Can't copy nested tuplets to last beat of measure

• Nov 28, 2018 - 13:19
Reported version
3.0
Type
Functional
Frequency
Once
Severity
S3 - Major
Reproducibility
Always
Status
closed
Regression
Yes
Workaround
No
Project

This issue was reported here: https://musescore.org/en/node/278934.

Open the attached file. Copy the complete tuplet on beat 1 and try to paste it onto beat 4. MuseScore will complain the the tuplet crosses the bar line, even though it should fit in the measure.

Attachment Size
paste-tuplet.mscz 3.75 KB

Comments

Status closed active

and it happened again. 36e6246. create a >8 tuplet, copy paste to last beat of measure, get the 'tuplet cannot cross barlines' error.

Attachment Size
test.mscz 8.24 KB

I've been staring at the code, though I don't see any changes to what matt did. It looks like afrac() means 'actual fraction' take the starting tick and return the fraction of the measure used? Though, with this:

Fraction Fraction::fromTicks(int ticks)
{
return Fraction(ticks, MScore::division * 4).reduced();
}
Isn't that assuming that a measure is 4 beats long? So afrac is (ticksused)/(ticksin4/4measure)?

Also, it looks like paste.cpp is checking rfrac, not afrac. rfrac... if measure, rfrac = afrac - m->afrac, is that then accounting for time signatures that have other than four beats per measure? and then... rtick is tick - parent->tick. So starting tick of the tuplet, minus what? Who is the parent? The measure/amount highlighted?

Do we have documentation for the code? It'd make it easier. I can't find any.

Title Can't copy tuplet to last beat of measure Can't copy nested tuplets to last beat of measure

A straight nine-let works fine, its only the nested version that is doing it's math correctly.
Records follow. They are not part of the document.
PR #184, opened 2020-11-09
Metric: PieAPP

### LINKED ISSUE #181: Add metric PieAPP
Proposed in [PieAPP: Perceptual Image-Error Assessment through Pairwise Preference](https://arxiv.org/pdf/1806.02067.pdf) paper this method showed great performance on [PIPAL dataset](https://arxiv.org/pdf/2007.12142.pdf) which is the largest and most diverse dataset today (as far as I know). 

Re-implement model using original code, simplify and unify calling interface with DISTS and LPIPS metrics.

**Additional context**
[Code from authors](https://github.com/prashnani/PerceptualImageError)
[Link to model weights](https://web.ece.ucsb.edu/~ekta/projects/PieAPPv0.1/weights/PieAPPv0.1.pth)

zakajd:
Closes #181 

Original code is badly written, so I changed it in a few places. 
Model structure is similar to perceptual losses, but small differences required to overwrite every call, so I decided not to inherit from `ContentLoss`.

## Proposed Changes
- [x] Metric re-implementation with equal performance to original version
- [x] Updated docs
- [x] Add model weights to last release 
- [x] Tests

### DIFF
--- a/piq/functional/base.py
+++ b/piq/functional/base.py
@@ -87,7 +87,7 @@ def pow_for_complex(base: torch.Tensor, exp: Union[int, float]) -> torch.Tensor:
 
 
 def crop_patches(x: torch.Tensor, size=64, stride=32) -> torch.Tensor:
-    r"""Crop tensor with images into small patches 
+    r"""Crop tensor with images into small patches
     Args:
         images: Tensor with shape (N, C, H, W)
         size: Size of a square patch
--- a/piq/functional/base.py
+++ b/piq/functional/base.py
@@ -93,6 +93,8 @@ def crop_patches(x: torch.Tensor, size=64, stride=32) -> torch.Tensor:
         size: Size of a square patch
         stride: Step between patches
     """
+    assert (x.shape[2] >= size) and (x.shape[3] >= size), \
+        f"Images must be bigger than patch size. Got ({x.shape[2], x.shape[3]}) and ({size}, {size})"
     channels = x.shape[1]
     patches = x.unfold(1, channels, channels).unfold(2, size, stride).unfold(3, size, stride)
     patches = patches.reshape(-1, channels, size, size)
--- a/piq/functional/base.py
+++ b/piq/functional/base.py
@@ -59,7 +59,7 @@ def gradient_map(x: torch.Tensor, kernels: torch.Tensor) -> torch.Tensor:
 
 
 def pow_for_complex(base: torch.Tensor, exp: Union[int, float]) -> torch.Tensor:
-    r""" Takes the power of each element in  a 4D tensor with negative values or 5D tensor with complex values.
+    r""" Takes the power of each element in a 4D tensor with negative values or 5D tensor with complex values.
     Complex numbers are represented by modulus and argument: r * \exp(i * \phi).
 
     It will likely to be redundant with introduction of torch.ComplexTensor.
@@ -84,3 +84,16 @@ def pow_for_complex(base: torch.Tensor, exp: Union[int, float]) -> torch.Tensor:
     x_real_pow = x_complex_pow_r * torch.cos(x_complex_pow_phi)
     x_imag_pow = x_complex_pow_r * torch.sin(x_complex_pow_phi)
     return torch.stack((x_real_pow, x_imag_pow), dim=-1)
+
+
+def crop_patches(x: torch.Tensor, size=64, stride=32) -> torch.Tensor:
+    r"""Crop tensor with images into small patches 
+    Args:
+        images: Tensor with shape (N, C, H, W)
+        size: Size of a square patch
+        stride: Step between patches
+    """
+    channels = x.shape[1]
+    patches = x.unfold(1, channels, channels).unfold(2, size, stride).unfold(3, size, stride)
+    patches = patches.reshape(-1, channels, size, size)
+    return patches
--- a/piq/functional/base.py
+++ b/piq/functional/base.py
@@ -89,7 +89,7 @@ def pow_for_complex(base: torch.Tensor, exp: Union[int, float]) -> torch.Tensor:
 def crop_patches(x: torch.Tensor, size=64, stride=32) -> torch.Tensor:
     r"""Crop tensor with images into small patches
     Args:
-        images: Tensor with shape (N, C, H, W)
+        x: Tensor with shape (N, C, H, W), expected to be images-like entities
         size: Size of a square patch
         stride: Step between patches
     """
--- a/piq/pieapp.py
+++ b/piq/pieapp.py
@@ -18,27 +18,27 @@ from piq.functional import crop_patches
 
 class PieAPPModel(nn.Module):
     """Model used for PieAPP score computation
-    Args:
-        num_features: Base feature size, which is multiplied by 2 every 2 blocks
     """
-    def __init__(self, features=64):
+    # Base feature size, which is multiplied by 2 every 2 blocks
+    FEATURES = 64
+    
+    def __init__(self):
         super().__init__()
 
-        self.features = features
         self.pool = nn.MaxPool2d(2, 2)
         self.flatten = nn.Flatten(start_dim=1)
 
-        self.conv1 = nn.Conv2d(3, features, kernel_size=3, padding=1)
-        self.conv2 = nn.Conv2d(features, features, kernel_size=3, padding=1)
-        self.conv3 = nn.Conv2d(features, features, kernel_size=3, padding=1)
-        self.conv4 = nn.Conv2d(features, features * 2, kernel_size=3, padding=1)
-        self.conv5 = nn.Conv2d(features * 2, features * 2, kernel_size=3, padding=1)
-        self.conv6 = nn.Conv2d(features * 2, features * 2, kernel_size=3, padding=1)
-        self.conv7 = nn.Conv2d(features * 2, features * 4, kernel_size=3, padding=1)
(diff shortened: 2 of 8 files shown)


snk4tr:
@zakajd thanks a lot for your contribution! I will have a look tomorrow morning.

piq/pieapp.py
```diff
@@ -0,0 +1,205 @@
...
+        self.conv4 = nn.Conv2d(features, features * 2, kernel_size=3, padding=1)
+        self.conv5 = nn.Conv2d(features * 2, features * 2, kernel_size=3, padding=1)
+        self.conv6 = nn.Conv2d(features * 2, features * 2, kernel_size=3, padding=1)
+        self.conv7 = nn.Conv2d(features * 2, features * 4, kernel_size=3, padding=1)
+        self.conv8 = nn.Conv2d(features * 4, features * 4, kernel_size=3, padding=1)
+        self.conv9 = nn.Conv2d(features * 4, features * 4, kernel_size=3, padding=1)
+        self.conv10 = nn.Conv2d(features * 4, features * 8, kernel_size=3, padding=1)
+        self.conv11 = nn.Conv2d(features * 8, features * 8, kernel_size=3, padding=1)
+
+        self.fc1_score = nn.Linear(in_features=120832, out_features=512, bias=True)
```
snk4tr, line 43: I guess this line makes having `features` as a parameter senseless because number of input features is hardcoded. I also think that since you use pretrained model weights you can't really change parameters.

piq/pieapp.py
```diff
@@ -0,0 +1,205 @@
...
+        # Term for numerical stability
+        self.EPS = 1e-6
+
+    def forward(self, x: torch.Tensor) -> Tuple[torch.Tensor, torch.Tensor]:
+        r"""
+        Forward pass batch of square patches with shape  (N, C, features, features)
+        Returns:
+            
+        """
+        assert x.shape[2] == x.shape[3] == self.features, \
```
snk4tr, line 58: Since this model is public and can be applied by a user for feature extraction, I also propose to check that the passed tensor meets other requirements (non-negative - if required? 4D etc.)

piq/pieapp.py
```diff
@@ -0,0 +1,205 @@
...
+            f"Expected square input with shape {self.features, self.features}"
```
snk4tr, line 59:
```suggestion
            f"Expected square input with shape {self.features, self.features}, got {x.shape}"
```

piq/pieapp.py
```diff
@@ -0,0 +1,205 @@
...
+        self.ref_score_subtract = nn.Linear(in_features=1, out_features=1, bias=True)
+
+        # Term for numerical stability
+        self.EPS = 1e-6
+
+    def forward(self, x: torch.Tensor) -> Tuple[torch.Tensor, torch.Tensor]:
+        r"""
+        Forward pass batch of square patches with shape  (N, C, features, features)
+        Returns:
+
```
snk4tr, line 56: I think this part of the doctoring is missed

piq/pieapp.py
```diff
@@ -0,0 +1,205 @@
...
+        self.fc1_weight = nn.Linear(in_features=2048, out_features=512)
+        self.fc2_weight = nn.Linear(in_features=512, out_features=1, bias=True)
+        self.ref_score_subtract = nn.Linear(in_features=1, out_features=1, bias=True)
+
+        # Term for numerical stability
+        self.EPS = 1e-6
+
+    def forward(self, x: torch.Tensor) -> Tuple[torch.Tensor, torch.Tensor]:
+        r"""
+        Forward pass batch of square patches with shape  (N, C, features, features)
```
snk4tr, line 54: Not sure but seems like it should be this way:
```suggestion
        Forward pass a batch of square patches with shape  (N, C, self.features, self.features)
```

piq/pieapp.py
```diff
@@ -0,0 +1,205 @@
...
+        x11 = self.flatten(F.relu(self.conv11(self.pool(F.relu(self.conv10(x9))))))
+        # flatten and concatenate
+        features = torch.cat((self.flatten(x3), self.flatten(x5), self.flatten(x7), self.flatten(x9), x11), dim=1)
+        return features, x11
+
+    def compute_difference(self, features_diff, weights_diff):
+        r"""
+        Args:
+            features_diff: Tensor of shape (N * NUM_PATCHES, C_1)
+            features_diff: Tensor of shape (N * NUM_PATCHES, C_2)
```
snk4tr, line 79: What is `NUM_PATCHES`? I don't see this global variable in the module

piq/pieapp.py
```diff
@@ -0,0 +1,205 @@
...
+        self.model.to(device=prediction.device)
+        prediction_features, prediction_weights = self.get_features(prediction)
+        target_features, target_weights = self.get_features(target)
+
+        distances, weights = self.model.compute_difference(
+            target_features - prediction_features,
+            target_weights - prediction_weights
+        )
+
+        # Shape (N, NUM_PATCHES)
```
snk4tr, line 167: What is `NUM_PATCHES`? I don't see this variable in the module

piq/pieapp.py
```diff
@@ -0,0 +1,205 @@
...
+class PieAPP(_Loss):
+    r"""
+    Implementation of Perceptual Image-Error Assessment through Pairwise Preference.
+    
+    Expects input to be in range [0, 1] with no normalization and RGB channel order.
+    Input images are croped into smaller patches and final score is mean of patch scores.
+    
+
+    Args:
+        reduction: Reduction over samples in batch: "mean"|"sum"|"none".
```
snk4tr, line 101: If `final score is mean of patch scores`, then I think `reduction` parameters is a bit redundant. We either should avoid explicit description in the doctoring (which would be weird if this is a part of an algorithm for the metric) or remove other redundancy options. What do you think?

piq/pieapp.py
```diff
@@ -0,0 +1,205 @@
...
+        
+        Returns:
+            features: List of features extracted from intermediate layers
+        """
+        # Rescale to [0, 255] range on which models was trained
+        x = (x / float(self.data_range)) * 255
+
+        x_patches = crop_patches(x, size=64, stride=self.stride)
+
+        features, weights = self.model(x_patches)
```
snk4tr, line 194: What do you think about adding this line? May be useful when PieAPP is used as metric.
```suggestion
        with torch.no_grad():
            features, weights = self.model(x_patches)
```

piq/functional/base.py
```diff
@@ -84,3 +84,16 @@ def pow_for_complex(base: torch.Tensor, exp: Union[int, float]) -> torch.Tensor:
     x_real_pow = x_complex_pow_r * torch.cos(x_complex_pow_phi)
     x_imag_pow = x_complex_pow_r * torch.sin(x_complex_pow_phi)
     return torch.stack((x_real_pow, x_imag_pow), dim=-1)
+
+
+def crop_patches(x: torch.Tensor, size=64, stride=32) -> torch.Tensor:
```
snk4tr, line 89: What happens if size < x[-1] (or x[-2])?  
I think we need a test to cover this case.

snk4tr (changes requested):
According to the codecov, `replace_pooling` functionality is not covered with tests. Could you add a test for the `PieAPPModel` that would verify that layers are replaces and model still works after this change?

Overall, this is a great PR! Only minor changes are required.

piq/pieapp.py
zakajd: Added `torch.autograd.set_grad_enabled` context manager and additional flag in `init`. 
Some users may want to use PieAPP as a loss, so turning off all gradients isn't good idea.

piq/pieapp.py
zakajd: Updated docstring description. Final score for _individual_ image  is mean of it's patch scores. So we still may want to reduce results over batch.

piq/pieapp.py
zakajd: Removed this comment. 
Number of patches depend on input image size, crop size and stride, it's not some fixed value.

piq/pieapp.py
zakajd: Agree. Removed it from __init__ and hardcoded for now.
As soon as dataset used for PieAPP model training will be released we can reconsider this implementation

piq/pieapp.py
```diff
@@ -0,0 +1,192 @@
...
+        enable_grad: Flag to compute gradients. Usefull when PieAPP used as a loss. Default: False.
+    
+    References:
+        .. [1] Ekta Prashnani, Hong Cai, Yasamin Mostofi, Pradeep Sen
+            (2018). PieAPP: Perceptual Image-Error Assessment through Pairwise Preference
+            https://arxiv.org/abs/1806.02067
+        .. [2] https://github.com/prashnani/PerceptualImageError
+
+    """
+    # TODO(zakajd) 10/12/2020: Load weights to release and change this link
```
zakajd, line 117: @snk4tr this PR is ready for merge if you don't have additional comments.

I'm currently in the place with very slow internet, so it would be great if you also upload model weights to last release and change the link in code.

piq/pieapp.py
snk4tr: I also added a TODO comment to not forget

piq/pieapp.py
snk4tr: Done

snk4tr (approved):
Nicely done, @zakajd!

Laurelin, let me try to answer some of your questions.

A whole note is defined as 4 beats, no matter the time signature.
The parent of a tuplet is the measure that contains the tuplet.
rfrac() is the "relative fraction", or the beat relative to the beginning of the measure, in terms of a fraction of a whole note.
afrac() is the "absolute fraction", or the beat relative to the beginning of the score, in terms of a fraction of a whole note.

Oh, and the documentation for the code is the code itself.